Community colleges reaching out to high schools
09/19/2013 by Joey Cresta
PORTSMOUTH — The leaders of the Community College System of New Hampshire say they need to reach out more to high schools about what it's going to take to prepare young people for a work force that demands a strong base in math and science.
The community college system comprises seven schools across the state, including Great Bay Community College in Portsmouth. Ross Gittell, chancellor of the system, and Paul Holloway, chairman of CCSNH, met with the Portsmouth Herald editorial board Wednesday to discuss some of the system's latest initiatives.
Earlier this summer, Great Bay Community College opened a new satellite location in Rochester called the Advanced Technology and Academic Center. The center provides an outlet for those living farther away from Portsmouth a chance to take general education or liberal arts courses, but its driving factor is the training opportunities it provides in advanced composite manufacturing.

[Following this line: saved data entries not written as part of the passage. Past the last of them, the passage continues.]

PR #1678, opened 2020-08-31
 Fix Bug 1598313 change checkbox colour for missing strings

anujpandey785:
Three Changes Made to implement new colour for missing strings
1)Entity.css
Added- .entity.missing .status:before with new colour ie #5F7285
2)ResourceProgress.css
Changed-.progress-chart .menu .details div.missing border colour to #5F7285
3)style.css
Added- .missing .status.fa:before with new colour ie #5F7285

### DIFF
--- a/frontend/src/modules/entitieslist/components/Entity.css
+++ b/frontend/src/modules/entitieslist/components/Entity.css
@@ -95,6 +95,11 @@
     color: #FED271;
 }
 
+.entity.missing .status:before {
+    color: #5F7285;
+}
+
+
 .entity.errors .status:before {
     color: #F36;
 }
--- a/frontend/src/modules/entitieslist/components/Entity.css
+++ b/frontend/src/modules/entitieslist/components/Entity.css
@@ -75,7 +75,7 @@
 }
 
 .entity .status:before {
-    color: #4D5967;
+    color: #5F7285;
     content: "";
 }
 
@@ -95,24 +95,10 @@
     color: #FED271;
 }
 
-.entity.missing .status:before {
-    color: #5F7285;
-}
-
-
 .entity.errors .status:before {
     color: #F36;
 }
 
 .entity.warnings .status:before {
     color: #FFA10F;
-}
-
-.entity.missing.checked .status:before,
-.entity.missing.selected .status:before,
-.entity.missing:hover .status:before,
-.entity.partial.checked .status:before,
-.entity.partial.selected .status:before,
-.entity.partial:hover .status:before {
-    color: #3F4752;
 }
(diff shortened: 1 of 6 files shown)


frontend/src/modules/entitieslist/components/Entity.css
```diff
@@ -95,6 +95,11 @@
     color: #FED271;
 }
 
+.entity.missing .status:before {
+    color: #5F7285;
+}
+
+
```
mathjazz, line 102: We shouldn't need to add new rules. Instead, you can just modify the value of the `.entity .status:before {` rule.

Please also remove the very last rule at the bottom of the file. It's no longer needed, because the new "missing" color works well even on lighter background used when the entity is selected or hovered.
```css
.entity.missing.checked .status:before,
.entity.missing.selected .status:before,
.entity.missing:hover .status:before,
.entity.partial.checked .status:before,
.entity.partial.selected .status:before,
.entity.partial:hover .status:before {
    color: #3F4752;
}
```

pontoon/base/static/css/style.css
```diff
@@ -21,6 +21,10 @@
   content: "";
 }
 
+.missing .status.fa:before {
+  color:#5F7285;
+}
+
```
mathjazz, line 27: Same as in `Entity.css`: no need to add a new rule, just change the color on `.status.fa:before {` to `#5F7285`.

Please also search for `.missing` within the `style.css` file and change background and border values to `5F7285`. I'm not exactly sure these rules are still being used, but let's at least keep the values consistent.

frontend/src/modules/resourceprogress/components/ResourceProgress.css
```diff
@@ -122,7 +122,7 @@
 }
 
 .progress-chart .menu .details div.missing {
-    border-color: #4D5967;
+    border-color:#5F7285;
```
mathjazz, line 125: Mind the space after `:`.

mathjazz (commented):
Thanks for the patch!

There are a few other places where we need to change the "missing" color:

1. Rounded progress chart in the header in the translate view: https://github.com/mozilla/pontoon/blob/master/frontend/src/modules/resourceprogress/components/ProgressChart.js#L75

2. Missing icon in the filter menu in the translate view: https://github.com/mozilla/pontoon/blob/master/frontend/src/modules/search/components/SearchBox.css#L81 Please also remove the rule for the `hover` state at the end of the file. It's no longer needed, same as in the entity list.

3. Horizontal progress bar on dashboards: https://github.com/mozilla/pontoon/blob/master/pontoon/base/static/css/table.css#L303

anujpandey785:
Pushed the required Changes and removed the new rules added in the previous commit

mathjazz (approved):
Nice job!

The community college is collaborating with Rochester businesses Albany Engineered Composites and Safran, suppliers of components for the Boeing Dreamliner, providing those companies a pipeline of well-trained workers equipped with the skills in math and computer science that are required in advanced manufacturing jobs.
That pipeline was a crucial piece to a partnership that Gittell and Holloway said will create some 400 jobs for the state. However, both said more needs to be done to foster an appreciation for math much earlier than the college level. The community college system is looking to work with high schools to make that happen, they said.

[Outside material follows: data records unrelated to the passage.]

PR #1682, opened 2020-09-13
Fix bug 1640235 - Return only public projects from the GraphQL API en…

jotes:
@mathjazz r? I think it's better to return only public projects because the GraphQL endpoint doesn't support authentication/authorization.


jotes:
TIL: The translate.next editor freezes when the user tries to access a private project. I'll try to solve this in this patch.

pontoon/tour/migrations/0001_squashed_0001_initial.py
```diff
@@ -40,6 +40,7 @@ def create_tutorial_project(apps, schema_editor):
         admin_notes=(
             "Do not remove, this is required in code to show the guided tour."
         ),
+        visibility="public",
```
mathjazz, line 43: Why is this change needed?

We already made existing projects public in a data migration:
https://github.com/mozilla/pontoon/blob/master/pontoon/base/migrations/0004_make_old_projects_public_again.py

mathjazz (commented):
Thanks for the patch!

I can imagine that we'd want to include private projects sometimes, as well. Could you add an `include_private` parameter, similar to `include_disabled` and `include_system`?

https://github.com/mozilla/pontoon/commit/4cd387da855b67072b847c3d7b18000a4cd5b18d

jotes:
`I can imagine that we'd want to include private projects sometimes`
I implemented `include_private` as the first solution but then I realized that the nature of private projects is to not expose them for certain queries (even when they want to include them).
E.g. a GraphQL query from a translator shouldn't ever return private projects, but a query from an Administrator/Manager should return all projects.
Nonetheless, our GraphQL endpoint doesn't have such an authorization/authentication layer, does it?

mathjazz:
Good point. Please ignore my comment.

jotes:
@mathjazz I've learned that Graphene has access to the user who sends the query (my previous understanding of Graphene in Pontoon was invalid).

I've updated the code and the UI is working fine. Also, I refactored a small parts of the code.

mathjazz:
Thanks for the update! I still don't understand the change in the migration file:
https://github.com/mozilla/pontoon/pull/1682#discussion_r488431250

pontoon/api/schema.py
```diff
@@ -111,16 +112,16 @@ class Meta:
...
-
-        records = qs.filter(project__disabled=False, project__system_project=False)
+        records = (
+            obj.project_locale.visible_for(_info.context.user)
+            .filter(
+                Q(project__disabled=include_disabled)
+                | Q(project__system_project=include_system)
+            )
+            .distinct()
+        )
```
mathjazz, line 122: I fell into a similar trap:
https://github.com/mozilla/pontoon/pull/1639#discussion_r431067188

If you'll check results, you'll notice it doesn't really work. We could also add tests to catch this.

pontoon/tour/migrations/0001_squashed_0001_initial.py
jotes: On my machine (and on TravisCI too), migration `base.0004`  executes before migration `tour.001`.

However, I've decided to revert this change and add a data-migration to fix it.

pontoon/api/schema.py
jotes: Okay, I see my flaw in understanding this problem. I think that without a testing matrix, anybody can make the same mistake.
I'll create a test and then try to figure if that's solvable in an ORM query.

pontoon/tour/migrations/0002_make_tutorial_public.py
```diff
@@ -0,0 +1,19 @@
+# Generated by Django 2.2.13 on 2020-10-10 22:57
+
+from django.db import migrations
+
+
+def make_tutorial_public(apps, schema_editor):
+    """Tutorial should be public by default."""
+
+    Project = apps.get_model("base", "Project")
+    Project.objects.filter(slug="tutorial").update(visibility="public")
```
mathjazz, line 10: We've already made all projects public in https://github.com/mozilla/pontoon/blob/master/pontoon/base/migrations/0004_make_old_projects_public_again.py#L10.

Why are these migrations needed?

jotes: https://github.com/mozilla/pontoon/pull/1682#discussion_r502843775

mathjazz: Ah, missed first part of your comment.

Now I see where the problem see. I'll leave it to you to decide what's best to do here - update the migration or add a new one.

pontoon/api/schema.py
jotes: @mathjazz I added two tests to reduce the risk of that regression.

pontoon/api/schema.py
```diff
@@ -109,14 +111,17 @@ class Meta:
     )
 
     def resolve_localizations(obj, _info, include_disabled, include_system):
-        qs = obj.project_locale
+        projects = obj.project_locale.visible_for(_info.context.user)
```
mathjazz, line 114: Nit: I guess `_info` should be `info` now that we actually use it?

pontoon/api/schema.py
```diff
@@ -1,3 +1,5 @@
+from __future__ import absolute_import
+
```
mathjazz, line 2: Shouldn't we remove this? https://github.com/mozilla/pontoon/commit/142f75013c691762e60ec1e69af0a9320cc14b45

pontoon/tour/migrations/0002_make_tutorial_public.py
```diff
@@ -0,0 +1,19 @@
+# Generated by Django 2.2.13 on 2020-10-10 22:57
+
+from django.db import migrations
+
+
+def make_tutorial_public(apps, schema_editor):
+    """Tutorial should be public by default."""
+
```
mathjazz, line 8: I would add a clarifying comment here:
```
We need this migration, because migration base.0004 executes before migration tour.0001.
```

pontoon/api/schema.py
```diff
@@ -137,26 +142,27 @@ class Query(graphene.ObjectType):
...
 
     def resolve_projects(obj, info, include_disabled, include_system):
-        qs = ProjectModel.objects
         fields = get_fields(info)
 
+        projects = ProjectModel.objects.visible_for(info.context.user)
+        records = projects.filter(disabled=False, system_project=False)
+
+        if include_disabled:
+            records |= projects.filter(disabled=include_disabled)
```
mathjazz, line 151: I'd be consistent with `resolve_localizations()` here and below (`if include_system`) and either hardcode `True` or use `include_disabled` / `include_system` also in `resolve_localizations()`.

mathjazz (commented):
That works very well, thanks!

Left a few notes, nits.

pontoon/api/schema.py
jotes: I couldn't find other places that follow this convention so I'm going to replace `_info` with `info`.

pontoon/tour/migrations/0002_make_tutorial_public.py
mathjazz: Please also add the comment. :)

mathjazz (approved):
A thing of beauty! :-)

"It's such a battle," Holloway said. "A lot of kids are scared of math."
One cost-effective program that has helped make some gains in this area is Running Start, a dual-enrollment program that provides students a means to take classes at their high school and receive both high school and college credit. Holloway said the program gives teenagers a sense of accomplishment and shows some who may not be confident in their skills that they are able to handle college-level work.
Community college officials are now in the midst of efforts to further reach out to high schools across the state. Gittell said they have identified two high schools in each community college area that have lower-than-desired postsecondary matriculation rates. In the Great Bay region, those high schools are in Dover and Rochester, he said.
The plan, Gittell said, is to meet with the principals of those schools and work to promote the affordable and alternative pathways to career success that CCSNH is providing. He and Holloway said they are hopeful their efforts will continue to steer young people toward the pipeline that is pumping out the state's skilled work force.
"We continue to be on a strong growth path," Gittell said.